I lost my software for my printer and scanner. Scanner is a Canon Pixma MG2500 In the  past you could download free software but can't find that site. 
​


----------



## Kadee (Jun 23, 2021)

This may help you @Robert59 

https://id.canon/en/support/0100668904


----------



## Robert59 (Jun 23, 2021)

Kadee46 said:


> This may help you @Robert59
> 
> https://id.canon/en/support/0100668904


Thank you for the help.


----------



## Robert59 (Jun 24, 2021)

I will never buy a Canon Printer again because I called the support phone number and never did get a agent. I waited for two hours and never did connect. I need the system disk that came in the box. My Canon Printer and scanner is a pixma MG2520 and S/N is AGBH61220. I called 1-800-652-2666


----------



## fmdog44 (Jun 25, 2021)

I have had a Brother printer since forever. Not one problem.


----------



## Tom 86 (Jun 25, 2021)

fmdog44 said:


> I have had a Brother printer since forever. Not one problem.

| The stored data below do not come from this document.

Issue #7625, opened 2025-02-03
Add support for subtitle attribute and custom format condition


PCJones:
### Is there an existing issue for this?

- [x] I have searched the existing open and closed issues

### Is your feature request related to a problem? Please describe

There is currently no option to automatically filter for releases with specific subtitle languages or to give them priority.

### Describe the solution you'd like

- Add support for the newznab/torznab "subs" [attribute](https://inhies.github.io/Newznab-API/attributes/). There is already existing support for the "language" attribute (and possibly others?).
- Add a custom format to filter for subtitles for specific languages, similar to audio. In addition to the newznab/torznab attribute it could also be triggered by certain strings like "Ger.Sub", "Eng.Sub", "Eng-Subs", "Multi-Subs"/"MultiSub" (might have to guess here, but the original language is probably a given), just as the condition for the audio language is influenced by both the newznab attribute and certain keywords in the publication title.
- Just like for audio once the file is downloaded MediaInfo should be used to extract this information as the final source of truth

### Describe alternatives you've considered

The only alternative right now is to create custom format conditions for the release title. However, except for some anime releases, almost no release contains the available subtitles in it's title. It would be much better to use information provided by mediainfo and indexers/trackers trough their API.

markus101:
Given Bogdan's concerns and myself having the same reservations this isn't going to be something we commit to doing, but will tag for future consideration.

PCJones:
There are more and more indexers who support the "subs" attribute: https://www.reddit.com/r/usenet/comments/1iyr7ci/any_other_indexers_apart_from_geek_that_publish/

PR #7858, opened 2025-05-15
 Add Subtitle Information to Interactive Search

Fabzien:
#### Description

Hi team,

This is my first contribution to the project, and I’d appreciate your feedback.
Motivation:

I often need to find releases that include subtitles in multiple languages. Since I’m using a private tracker with private releases, I can’t rely on external tools like Bazarr to fetch subtitles.

However, my private tracker provides subtitle information directly through Jackett. To make use of this, I’ve added support for displaying subtitle availability in the interactive search results.

Notes:

- This is an initial implementation intended as a proposal.
- I’d love your thoughts on whether this approach aligns with the project’s goals.
- Could this feature be extended to other indexers or sources in the future?

Looking forward to your feedback and suggestions for improvement!

image

#### Releated issue
*  #7625


src/NzbDrone.Core/Indexers/Torznab/TorznabRssParser.cs
```diff
@@ -124,6 +124,24 @@ protected override List<Language> GetLanguages(XElement item)
             return results;
         }
 
+        protected override List<Language> GetSubtitles(XElement item)
```
markus101, line 127: The same should be added to `Newznab` parsing.

markus101 (changes requested):
This should also support newznab parsing if it's already supported or later added.

This new column should also be optional, perhaps hidden by default (but I don't feel too strongly about that), this will allow users that don't care about subtitle languages to hide it and potentially other columns as well.

Fabzien:
@markus101 Regarding Newznab, I’ll take a look to see if I can add it.

I agree with you this new column should be optional. How do you think it should be handled? As far as I know, in interactive search there’s no option to add or remove columns like in "Queue" or "History" UI. Should we add an option in the interactive search UI?

src/NzbDrone.Core/Indexers/Torznab/TorznabRssParser.cs
Fabzien: I did it.

Fabzien:
Meanwhile, I added subtitles to the filter options. A possible temporary workaround could be to exclude subtitles from the interactive search display, but still allow users to filter by them.

markus101:
Yeah a similar option should be added to the UI. Logs is probably the easiest example of that in the new UI work (no longer using redux for that).

I don't thinking hiding them, but allowing filtering is worth the confusion. Going to convert this to draft while effort towards optional columns is made.

markus101:

PR #7864, opened 2025-05-17
New: Include Special option for Wanted Missing

mynameisbogdan:
#### Description
New `Special Seasons` custom filter for wanted missing. 

Enabled by default in the UI and v3 API, but we should make it disabled by default in v5 API @ MissingController.

Screenshot 1
Screenshot 2

### DIFF
--- a/frontend/src/Wanted/Missing/Missing.tsx
+++ b/frontend/src/Wanted/Missing/Missing.tsx
@@ -20,6 +20,7 @@ import TablePager from 'Components/Table/TablePager';
 import Episode from 'Episode/Episode';
 import { useToggleEpisodesMonitored } from 'Episode/useEpisode';
 import { Filter } from 'Filters/Filter';
+import { useCustomFiltersList } from 'Filters/useCustomFilters';
 import { align, icons, kinds } from 'Helpers/Props';
 import { SortDirection } from 'Helpers/Props/sortDirections';
 import InteractiveImportModal from 'InteractiveImport/InteractiveImportModal';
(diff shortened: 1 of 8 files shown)


markus101:
Should just target this against v5, by the time it releases nothing should continue using the v3 API.

mynameisbogdan:
Rebased for the v5 API and react-query. 💪

frontend/src/Wanted/Missing/MissingOptions.tsx
```diff
@@ -0,0 +1,48 @@
...
+
+function MissingOptions() {
+  const includeSpecials = useMissingOption('includeSpecials');
+  const { goToPage } = useMissing();
+
+  const handleOptionChange = useCallback(
+    ({ name, value }: OptionChanged<MissingOptionstype>) => {
+      setMissingOption(name, value);
+
+      console.debug({ name });
```
markus101: Whoops.

```suggestion
```

markus101 (changes requested):
I think this should be implemented via Custom Filters instead of an option, that'd fit more inline with what we're already doing for unmonitored episodes and be more flexible in the future.

mynameisbogdan:
Do you plan to do the same for the queue? Because I took inspiration from there, and it's the same as here.

markus101:
I hadn't considered that, but yeah, that makes sense. For the calendar I went straight to custom filter for excluding specials and didn't consider a separate option and forgot about this special case for the queue.

mynameisbogdan:
I did a rebase + refactor to use custom filters, but I have a few mentions to make:
- when you add a new custom filter with the new react-query, you get a `Matching filter not found` error in the console.
- when you remove a custom filter it defaults to [`selectedFilterKey: 'all'` ](https://github.com/Sonarr/Sonarr/blob/7d2e01d5161f9f6610d073574e46418987183e9c/frontend/src/Components/Filter/CustomFilters/CustomFilter.tsx#L52)
- monitored is true by default, so if you create a new filter with just `includeSpecials` it's still going to filter by monitored.

markus101 (approved):

PR #7873, opened 2025-05-22
Prevent should refresh series from failing

markus101:
#### Description
Prevent error checking if series should be refreshed from failing refresh series task, which came up on the fourms.


markus101:
Yeah the update may fail, but it won't fail the whole task like it's doing now.

markus101:
Yeah, the single series can still fail, currently the entire update fails when the affected series fails, so any series in the list after the affected series never gets updated.

PR #7881, opened 2025-05-25
added 'libicu72' as a required package

Cybertinus:
Sonarr refushed to start on Debian 12.11 without this package present. So, I added it to the required packages.

#### Description
When I ran install.sh on my pretty bare installed Debian 12.11 VM Sonarr failed to start afterwards with this error:
Process terminated. Couldn't find a valid ICU package installed on the system. Please install libicu using your package manag
er and try again. Alternatively you can set the configuration flag System.Globalization.Invariant to true if you want to run with no globalization support. Please see https://aka.ms/dotnet-missing-libicu for more information.

So, I installed the package `libicu72` and it started without issue. So to make life easier for other people, I added this to the prereq list in the install script.

### DIFF
--- a/distribution/debian/install.sh
+++ b/distribution/debian/install.sh
@@ -33,7 +33,7 @@ fi
 
 app="sonarr"
 app_port="8989"
-app_prereq="curl sqlite3 wget"
+app_prereq="curl sqlite3 wget libicu72"
 app_umask="0002"
 branch="main"
 


stevietv:
@markus101 

As i suspected, this script fails on an ubuntu server as the package is not available. I suggest that we revert the change and potentially add a note that on the webpage instead, or we need to build in a way for checking if the package exists for each package before installing.

image


we also need to consider that changes to the script on v5-develop branch aren't in production on the website as that links to develop

markus101:
Thanks for checking Stevie, I have reverted it in `v5-develop`. I agree, it'd be nice if we could properly detect if it's available / only install on Debian instead of all debian-flavoured systems that this script can run on.

My worry with only having it on the website is people will overlook it or we have a bunch of cases that people will need to see if they apply to them.

bachrc:
I just installed the latest version of Sonarr for debian 14 with the one-line command in the docs, and I had this message telling me I didn't have a libICU library.

In debian 14 repos, the package libicu72 isn't available.

I had to install the debian `libicu-dev` package and everything went smooth again.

Same here,  I had Cannon till they did something & mine quit working not one to talk within tech support or emails.  So I got a Brothers a year & a half ago & it's never let me down.  I can print, copy scan & fax works great on all of them.


----------



## Don M. (Jun 25, 2021)

I have a HP deskjet 4240 that I bought at least 10 years ago, and it's still working good.  However, the last software updates were in 2018 and the HP support site no longer supports it.  If/when I can still find an ink cartridge in the stores, they cost more than the printer originally cost.  However, I can still get refurbished cartridges from EBAY, at a good price.


----------



## OneEyedDiva (Jun 25, 2021)

Canon may have stopped phone support. I've had two Canon printers, both of which I happened to get for free and I love them. I got the first one as a free gift from Micro Center for purchasing my Mac desktop. I had it for maybe 10 or 11 years. It was the first printer I had that I didn't have to change both the black and color ink when one or the other got low for it to continue printing. But that changed after I downloaded new drivers. About two years ago when that started to go, my grandson gave me his Canon which was still in the box. My DIL had given it to him as a gift but he always used the other printer in the house.  Several years ago my son gave me an HP as a gift. I was horrified because I know how expensive their ink is. Turns out the thing didn't work right from day one, so I told him to take it back and not get another.


----------



## Devi (Jun 25, 2021)

@Robert59, we have had a Canon Pixma MG2500 (actually, two) for years and never installed the software. Just plugged them in and went from there. There are some nice features (scanning, converting to PDF, among others), but I believe Windows provided those. At least, that's my recollection.


----------



## Robert59 (Jun 26, 2021)

Found out my Laptop didn't have the latest windows 10 software and when I connected to my new desktop  Dell computer my Canon printer and scanner started to work. But in the future I will try out the Brothers printer. 

                                                                    Thanks for the help


----------



## Mike (Jun 27, 2021)

Try their forum, everybody has a forum so that we
help each other and leave the company alone!

Mike.


----------